Week 3 focuses on the structured process of developing and deploying AI solutions, ensuring alignment with business objectives. Learners will explore the full AI model lifecycle, from understanding business needs to maintaining AI models in production. The emphasis is on practical implementation, guiding participants through key stages such as model selection, validation, deployment, and continuous monitoring.

Learning Goals

  • Understand the AI Model Lifecycle
    Gain insight into the structured phases of AI development, from identifying business needs to deploying and maintaining AI systems.
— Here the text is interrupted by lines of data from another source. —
PR #1095, opened 2023-11-09
Add throttleCPU on page

ankur22:
## What?

This adds a new `throttleCPU` API on `page` which throttles the cpu from chrome's perspective.

## Why?

A good use case for throttling the cpu is to see (within a lab environment) how the frontend reacts when the test is ran on a mobile device. With new measurements under a constraint CPU, users will be able to fine tune their website so that the most important information is returned in an acceptable timeframe.

## Checklist

## Related PR(s)/Issue(s)

Updates: https://github.com/grafana/xk6-browser/issues/887


examples/throttle.js
```diff
@@ -20,10 +20,21 @@ export const options = {
...
+        },
+      },
+      exec: 'cpuThrottled',
+    },
   },
   thresholds: {
     'browser_http_req_duration{scenario:normal}': ['p(99)<500'],
     'browser_http_req_duration{scenario:throttled}': ['p(99)<1500'],
+    'iteration_duration{scenario:normal}': ['p(99)<3000'],
+    'iteration_duration{scenario:cpuThrottled}': ['p(99)<5000'],
```
ankur22, line 37: Is this good enough for now? It's difficult to find the right sweet spot where this threshold will hold true on all platforms. It seems to fail on the Windows CI runs, so i need to fine tune it still.

tests/page_test.go
```diff
@@ -1177,3 +1177,61 @@ func TestPageThrottleNetwork(t *testing.T) {
...
+// average time it takes to run the test. Next it will repeat the steps but
+// first apply CPU throttling. The average duration with CPU throttling
+// enabled should be longer than without it.
+func TestPageThrottleCPU(t *testing.T) {
+	t.Parallel()
+
+	tb := newTestBrowser(t, withFileServer())
+
+	tb.withHandler("/ping", func(w http.ResponseWriter, req *http.Request) {
+		defer func() {
```
inancgumus, line 1191: Is there any reason this is in a defer?

tests/page_test.go
```diff
@@ -1177,3 +1177,61 @@ func TestPageThrottleNetwork(t *testing.T) {
...
+			require.NoError(t, err)
+		}()
+		bb, err := io.ReadAll(req.Body)
+		require.NoError(t, err)
+
+		fmt.Fprint(w, string(bb))
+	})
+
+	page := tb.NewPage(nil)
+	iterations := 5
```
inancgumus, line 1202: const instead of a variable?

tests/page_test.go
```diff
@@ -1177,3 +1177,61 @@ func TestPageThrottleNetwork(t *testing.T) {
...
+		Rate: 50,
+	})
+	require.NoError(t, err)
+
+	withCPUThrottle := performPingTest(t, tb, page, iterations)
+
+	assert.Greater(t, withCPUThrottle, noCPUThrottle)
+}
+
+func performPingTest(t *testing.T, tb *testBrowser, page *common.Page, iterations int) int64 {
```
inancgumus, line 1216: This can be a part of the same test if there is no other reason to keep this as a separate function.

inancgumus (approved):
Nice work! LGTM. Added some weakly held suggestions. Feel free to skip.

browser/mapping_test.go
```diff
@@ -343,6 +343,7 @@ type pageAPI interface {
 	SetViewportSize(viewportSize goja.Value)
 	Tap(selector string, opts goja.Value)
 	TextContent(selector string, opts goja.Value) string
+	throttleCPU(common.CPUProfile) error
```
ka3de, line 346: Should this be capitalized?

tests/page_test.go
ankur22: It was due to the linter, which wanted a check on `err` from `req.Body.Close()`. Happy to consider other options.

tests/page_test.go
ankur22: This gets called twice by the `TestPageThrottleCPU`, the first to time the duration without throttling and the second with throttling. I think it's best left as a function.

browser/mapping_test.go
ankur22: Fixed in 51207e4c98548658bc1baa7d2f32dc5f79230586

ka3de (approved):
LGTM.

inancgumus (approved):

  • Define Business Problems for AI Applications
    Learn to assess and formalize business needs, ensuring AI adoption aligns with strategic goals.
  • Explore Model Selection and Development
    Identify the appropriate AI models (classification, regression, clustering) based on specific business challenges.
  • Learn Data Preparation and Feature Engineering
    Understand techniques for cleaning, transforming, and engineering data to enhance model performance.
  • Validate and Assess AI Models
    Use performance metrics and validation techniques to ensure AI models generalize effectively and avoid overfitting.
  • Deploy AI Solutions in Business Environments
    Understand the steps involved in operationalizing AI models, integrating them into business workflows, and ensuring usability.
  • Monitor and Maintain AI Systems
    Learn strategies for tracking AI model performance, identifying data drift, and continuously improving deployed solutions.
By the end of this week, participants will have a strong understanding of AI project execution, focusing on both technical rigor and business impact.